Of the climate change stuff, there's a lot that's unfortunately too easy to argue about. However, there's a few that maybe meet standards where large numbers would agree.
- desertification, ecosystem collapses, large scale biome losses / deforestation
Of a lot of the rest, unfortunately (also personal opinion) many are just too easy to argue about, and heavily dependent on where you're from, perspective, and relation to a group or area.
- terrorism, migration, democracy, big data (?), carbon, inclusiveness
Quite a few of the rest, I agree they're issues, just whether they reach the level of global critical / catastrophic issues? Many also seem to be issues that have recently gotten everybody's attention, yet there is suspiciously little mention of things like "lack of shelter / clothing access", "lack of heat sources", "sleep deprivation", "basic needs health care access"

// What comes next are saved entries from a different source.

PR #424, opened 2020-02-28
Configurable uncore metrics

mmucek95:


wca/runners/measurement.py
```diff
@@ -178,6 +178,7 @@ def __init__(
             perf_aggregate_cpus: bool = True,
             enable_derived_metrics: bool = False,
             uncore_event_names: List[str] = [],
```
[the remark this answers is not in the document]
mmucek95: It should :)

wca/runners/measurement.py
```diff
@@ -348,54 +348,137 @@ def _initialize(self) -> Optional[int]:
...
+                                         'missing value to the config file.')
+
+        event_name = configuration[0]
+        assert len(event_name) > 0, 'Uncore event name must not be empty!'
+        event_type = configuration[1]
+        for key_and_value in configuration[2].split(','):
+            separate = key_and_value.split('=')
+            key = separate[0]
+            value = separate[1]
+            if key == 'event':
```
ppalucki: If we want full flexibility we need to allow to provide "config" value - it conflicts with event and umask - so you can either provide (event/umask or config) if both raise an exception.

Second - you need to add, very short description that we only support this forth representation and "mixed representation of event and umask" based on this:

```

OPTIONS
       <command>...
           Any command you can specify in a shell.

       record
           See STAT RECORD.

       report
           See STAT REPORT.

       -e, --event=
           Select the PMU event. Selection can be:

           ·   a symbolic event name (use perf list to list all events)

           ·   a raw PMU event (eventsel+umask) in the form of rNNN where NNN is a hexadecimal event descriptor.

           ·   a symbolically formed event like pmu/param1=0x3,param2/ where param1 and param2 are defined as formats for the PMU in /sys/bus/event_source/devices/<pmu>/format/*

           ·   a symbolically formed event like pmu/config=M,config1=N,config2=K/ where M, N, K are numbers (in decimal, hex, octal format). Acceptable values for each of config, config1 and config2 parameters are defined by
               corresponding entries in /sys/bus/event_source/devices/<pmu>/format/*

                   Note that the last two syntaxes support prefix and glob matching in
                   the PMU name to simplify creation of events accross multiple instances
                   of the same type of PMU in large systems (e.g. memory controller PMUs).
                   Multiple PMU instances are typical for uncore PMUs, so the prefix
                   'uncore_' is also ignored when performing this match.

```

ppalucki: please make that explict in documentaiton/example (e.g. metrics_sources.rst) that yo're only allowing hexadecimal form of providing config/config1/event or mask
(becase 32 is quite different fro 0x32)

ppalucki: as an additional help, you can mention in docs, that user can use: 
```
==> /sys/devices/uncore_imc_0/format/edge <==
config:18

==> /sys/devices/uncore_imc_0/format/event <==
config:0-7

==> /sys/devices/uncore_imc_0/format/inv <==
config:23

==> /sys/devices/uncore_imc_0/format/thresh <==
config:24-31

==> /sys/devices/uncore_imc_0/format/umask <==
config:8-15
```

or this command for cha how to encode paramters into config and config1
```
 head  /sys/devices/uncore_cha_0/format/* 
```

Used to work in the government, and they had a Likelihood / Consequence Risk Matrix [3] for evaluating some of the flight and mission hazards. Most of the stuff listed personally rates somewhere up on the (Moderate, High, Very High) Likelihood / (Moderate, High, Very High) Consequence. Stuff that would almost always be Yellow to Red, and require mitigation actions or attempts. Many of the ones that don't meet my criteria tend to be too easy to fight about the Likelihood or the Consequence results. "Is 'Big Data for Sustainable Development' a near term Moderate+ likelihood / consequence?" Seems too easy to argue about to be on the United Nation's critical list of global issues.
[3] https://www.nature.com/articles/s41526-023-00305-z/figures/2
Anyways, best attempt at providing advice on "make the world a better place." Frankly, think most people's work on Earth probably does not meet the criteria.